Work order =>
When you reach the listing, restate it word for word, leaving nothing out.

[Information supplied Boundary: Start]

Issue #620, opened 2022-09-05
Add check for PEM exists for Hive and Livy DAG.


rajaths010494:
While running hive or livy dag where we use ssh to login into the machine pem file was missing in /tmp folder.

[Information supplied Boundary: End]

Solution to the exercise =>
Issue #620, opened 2022-09-05
Add check for PEM exists for Hive and Livy DAG.


rajaths010494:
While running hive or livy dag where we use ssh to login into the machine pem file was missing in /tmp folder.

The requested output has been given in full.